- Opening Delimiter -

Issue #5748, opened 2022-05-11
Python Query Runner keeps crashing in V10 when execution result is not valid.


hoveychen:
### Issue Summary

When using Python Query Runner, the editor/dashboard keeps crashing if the "result" variable of my python code is missing "rows" field.

![image](https://user-images.githubusercontent.com/1111905/167775231-9eb1c012-ac73-4dde-adf3-bf52a753b563.png)

### Steps to Reproduce

1. Select Python Data source.
2. Enter any codes returning a `result` variable without containing 'rows' field. Ex.

```
result = {}
add_result_column(result, "test", "", TYPE_STRING)
# no add_result_row() is invoked.
```

Any other info e.g. Why do you consider this to be a bug? What did you expect to happen instead?

After debugging the JS error, it's confirmed that the web code is expecting an 'rows' field in the returned JSON result, which the python query runner fails to return.

The workaround is simple, always initialize the `result` variable with proper skeleton
```
result = {
  'columns': [],
  'rows': []
}
```

### Technical details:

* Redash Version: redash/redash:10.1.0.b50633
* Browser/OS: macos 12.3.1
* How did you install Redash: docker-compose

### Suspect related issues

https://github.com/getredash/redash/issues/5634

PR #5749, opened 2022-05-11
Fix python query runner crashing the GUI due to missing 'rows' and/or…

hoveychen:
… 'columns' in the JSON returned data.

## What type of PR is this? 

- [ ] Refactor
- [ ] Feature
- [x] Bug Fix
- [ ] New Alert Destination
- [ ] Other

## Description
Fixing https://github.com/getredash/redash/issues/5748

The python query runner in V10 is missing validation on returned result. It leads to crashing the editor when the user executed unintended codes, or worse never recovering the editor when the query code has been saved.

This PR fixes the issue by validating the returned result to avoid from web code crashing.

Tested on redash/redash:10.1.0.b50633

## How is this tested?

- [ ] E2E Tests (Cypress)
- [x] Manually
- [ ] N/A

To reproduce the issue, simply enter
```
result = {}
add_result_column(result, "test", "", TYPE_STRING)
```
in a query with Python Data Source.

After applying this fix, no more crashing.

https://github.com/getredash/redash/issues/5748


redash/query_runner/python.py
```diff
@@ -290,6 +289,25 @@ def get_current_user(self):
...
         pass
 
+    def validate_result(self, result):
+        """Validate the result after executing the query.
+
+        Parameters:
+        :result dict: The result dict.
+        """
+        if not result:
+            raise Exception("local variable `result` should not be empty.")
```
susodapop, line 299: This line will never evaluate `True` because `result` is set explicitly by default on line 107.

susodapop (changes requested):
This is a sensible change. I tested the code paths and found one that never executes. For convenience, how about we log to the user if their query is not going to return any results? We can do it with the following patch:

Since I don't have permission on your fork, can you apply this patch?

```
From b48da0782ff01e727c7549a83db5ceb8320d61fa Mon Sep 17 00:00:00 2001
From: Jesse Whitehouse <jesse@whitehouse.dev>
Date: Sat, 2 Jul 2022 12:52:23 -0500
Subject: [PATCH] Add log message if no result would be displayed

---
 redash/query_runner/python.py | 13 ++++++++++++-
 1 file changed, 12 insertions(+), 1 deletion(-)

diff --git a/redash/query_runner/python.py b/redash/query_runner/python.py
index 9a457e124..8c25c50a4 100644
--- a/redash/query_runner/python.py
+++ b/redash/query_runner/python.py
@@ -295,8 +295,13 @@ class Python(BaseQueryRunner):
         Parameters:
         :result dict: The result dict.
         """
-        if not result:
+
+        if result is None:
             raise Exception("local variable `result` should not be empty.")
+        if self._result_is_empty(result):
+            self._custom_print.write(
+                "No rows to display. Query did not set a non-empty `result` dictionary"
+            )
         if not isinstance(result, dict):
             raise Exception("local variable `result` should be of type `dict`.")
         if "rows" not in result:
@@ -308,6 +313,12 @@ class Python(BaseQueryRunner):
         if not isinstance(result["columns"], list):
             raise Exception("`columns` field should be of type `list`.")
 
+    def _result_is_empty(self, result: dict):
+        rows = result.get("rows")
+        columns = result.get("columns")
+
+        return (rows is None or rows == []) and (columns is None or columns == [])
+
         self._current_user = user
 
-- 
2.32.1 (Apple Git-133)

```

konnectr:
@hoveychen thanks for the PR! We've updated a lot of things now that we're Community-driven so - if you're still interested in getting this merged - would you mind rebasing off master to re-run the CI, as well as updating merge conflicts?

redash/query_runner/python.py
hoveychen: Sorry for the really late response. It seems the issue still exists.
* IMO, the validation is a MSUT for the "user generated input" to improve the robustness of the application.
* Indeed the expected return variable `result` has been set to a default value "before" the python execution. But anything can happen "after" the run, like setting `result` to `None` or `list`.
* I myself did encounter a few times that reuse this common word "result" in other logic by accident.

hoveychen:
Wow. I didn't expect the project getting alive again :)
I've now updated the commit to resolve the conflicts, and review the comment *last year*, it seems to be still valid. Reason attached after the comment.

Thank you for maintaining such a good project.

konnectr (approved):

konnectr:
@hoveychen  How relevant are the tests proposed by codecov ? Could you add the ones that you think are relevant ?

hoveychen:
Added more UTs.

konnectr:
> Added more UTs.

thx, wait ci/cd

konnectr:
@hoveychen Thank you for your contribution !

PR #7510, opened 2025-08-26
Upgrade to Python 3.11 and fix some existing vulnerabilities

wtfiwtz:
## What type of PR is this? 

- [ ] Refactor
- [ ] Feature
- [x] Bug Fix
- [ ] New Query Runner (Data Source) 
- [ ] New Alert Destination
- [x] Other - Security fixes

## Description

Upgrade to Python 3.11, which allows some other version upgrades of vulnerable libraries.

## How is this tested?

- [x] Unit tests (pytest, jest)
- [ ] E2E Tests (Cypress)
- [x] Manually
- [ ] N/A

Spinning up in Fargate and testing by hand

## Mobile & Desktop Screenshots/Recordings (if there are UI changes)

https://github.com/orchestrated-io/redash/pull/12
https://github.com/orchestrated-io/redash/pull/13
https://github.com/orchestrated-io/redash/pull/14

PR #7600, opened 2026-01-02
Upgrade to Python 3.11, upgrade various dependencies

wlach:
## What type of PR is this? 

- [ ] Refactor
- [ ] Feature
- [x] Bug Fix
- [ ] New Alert Destination
- [ ] Other

## Description

Runs redash on a supported version of Python (3.11) and upgrades various dependencies to fix security vulnerabilities. Continuation of work of #7510 from @wtfiwtz (removing changes that are not strictly related to the upgrade)

## How is this tested?

- [ ] E2E Tests (Cypress)
- [x] Manually
- [ ] N/A

Ran redash locally, verified it still works.


pyproject.toml
```diff
@@ -134,9 +135,10 @@ pyodbc = "5.1.0"
 python-arango = "6.1.0"
 python-rapidjson = "1.20"
 requests-aws-sign = "0.1.5"
-sasl = ">=0.1.3"
+# TODO: https://github.com/cloudera/python-sasl/pull/31 - outstanding PR to be merged
+sasl = { git = "https://github.com/gughy8/python-sasl.git#master" }
```
wlach, line 139: Per discussion this dependency is pretty outdated. See also discussion: https://github.com/getredash/redash/pull/7510#discussion_r2299821759

wlach: Also recompiling this seems to take a really long time-- increasing the build times significantly (from 6 to 11 minutes), not sure if anything can really be done about it.

eradman:
Thanks for picking this up @wlach! We will want to update packages that lead to this warning, which is printed when using `manage.py`

```
/usr/local/lib/python3.11/site-packages/databend_sqlalchemy/entry_points.py:4: UserWarning: pkg_resources is deprecated as an API. See https://setuptools.pypa.io/en/latest/pkg_resources.html. The pkg_resources package is slated for removal as early
as 2025-11-30. Refrain from using this package or pin to Setuptools<81.
  import pkg_resources
```

wlach:
> Thanks for picking this up @wlach! We will want to update packages that lead to this warning, which is printed when using `manage.py`
> 
> ...

Right. Downgrading setuptools may also be an option?

yoshiokatsuneo:
@wlach 

Thank you for upgrading python !
Just a question, but is there any reason not to upgrade to the latest python like 3.14 ?

wlach:
> @wlach
> 
> Thank you for upgrading python ! Just a question, but is there any reason not to upgrade to the latest python like 3.14 ?

Mostly because I am ~certain that upgrading Python to an even later version will likely break more things (besides sasl) -- there's been lots of changes in behaviour and standard library support over the last 3 years or so. This discussion is relevant: https://github.com/getredash/redash/discussions/7601

yoshiokatsuneo:
> > @wlach
> > Thank you for upgrading python ! Just a question, but is there any reason not to upgrade to the latest python like 3.14 ?
> 
> Mostly because I am ~certain that upgrading Python to an even later version will likely break more things (besides sasl) -- there's been lots of changes in behaviour and standard library support over the last 3 years or so. This discussion is relevant: #7601

@wlach 

I see. Thanks !
It looks nice to upgrade step-by-step to make each step more simple !

eradman:
Closing; update to Python 3.13 was implemented in #7636

PR #7615, opened 2026-01-30
fix(mysql): Change default charset to utf8mb4

sunakan:
## What type of PR is this? 

- [x] Other

## Description

Both `utf8` and `utf8mb3` are [deprecated in MySQL 8.0](https://dev.mysql.com/doc/refman/8.0/en/charset-unicode-utf8mb3.html) and will be removed in a future major release. This updates the default charset to `utf8mb4`, which is the recommended charset for all new applications.

## How is this tested?

- [x] Manually

Ran `SHOW VARIABLES LIKE 'char%'` before and after the change (see screenshots below).

### Before

before

### After

after


yoshiokatsuneo:
@sunakan

Great !
I confirmed that I can run query on MySQL using this PR.

PR #7616, opened 2026-01-30
Add charset option to RDS MySQL datasource

sunakan:
## What type of PR is this? 

- [x] Feature

## Description

Add charset configuration option to RDS MySQL datasource with utf8mb4 as default

## How is this tested?

- [x] Manually

### Before

before

### After

after


yoshiokatsuneo:
@sunakan 

Cool, again !
I confirmed that I can run query on RDS MySQL.

Thank you for your contribution, again !

PR #7638, opened 2026-02-24
Add back dynamodb support

mdimas:
## What type of PR is this? 

- [ ] Refactor
- [ X] Feature
- [ ] Bug Fix
- [ ] New Alert Destination
- [ ] Other

## Description
Add back support for DynamoDB. This uses boto3 and PartiQL query syntax instead of the old unmaintained dynamodb package.DynamoDB support was never removed from the README, so no documentation updates are needed there.

## How is this tested?

- [ X] Unit tests (pytest, jest)
- [ ] E2E Tests (Cypress)
- [ X] Manually
- [ ] N/A

Built and deployed an image that was successfully able to create a DynamoDB data source and run a DynamoDB query.


yoshiokatsuneo:
Thank you !
Can you resolve the conflict ?

yoshiokatsuneo:
And, can you fix the styling test error by running black?

arikfr (commented):
1. Note that you need to apply black formatting.
2. You need to add a logo in `client/app/assets/images/db-logos`.

redash/query_runner/dynamodb_sql.py
```diff
@@ -0,0 +1,161 @@
...
+    def configuration_schema(cls):
+        return {
+            "type": "object",
+            "properties": {
+                "region": {"type": "string", "title": "AWS Region", "default": "us-east-1"},
+                "aws_access_key": {"type": "string", "title": "AWS Access Key"},
+                "aws_secret_key": {"type": "string", "title": "AWS Secret Key"},
+                "endpoint_url": {"type": "string", "title": "Endpoint URL (optional)"},
+            },
+            "required": ["region", "aws_access_key", "aws_secret_key"],
```
kimsehwan96, line 75: I think `aws_access_key` and `aws_secret_key` should not be set as required. Because If some environment like AWS EKS, the redash pods might use `IRSA` as the authentication source, then the `aws_access_key` and `aws_secret_key` doesn't need like `Athena` query runner. (Athena query runner doesn't set the keys as required)

mdimas:
@arikfr @yoshiokatsuneo I think I've addressed the formatting issues and the upstream conflicts.

PR #7642, opened 2026-02-25
Update mssql_odbc.py schema query to use QUOTENAME

gauiPPP:
QUOTENAME will add [] around the values and this will lead to correctly handling database names, schema names and table names with spaces and other SQL syntax problematic characters.

## What type of PR is this? 

- [ ] Refactor
- [ ] Feature
- [x] Bug Fix
- [ ] New Alert Destination
- [ ] Other

## How is this tested?

- [ ] E2E Tests (Cypress)
- [x] Manually
- [ ] N/A

SQL query in MS SQL 2022 server with previous and new query

Other pull about mssql.py about the same thing.

### DIFF
--- a/redash/query_runner/mssql_odbc.py
+++ b/redash/query_runner/mssql_odbc.py
@@ -84,7 +84,7 @@ class SQLServerODBC(BaseSQLQueryRunner):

- Closing Delimiter -

Looking at the entries, state how many lines hold the string "updates", with the number as the sole reply.

2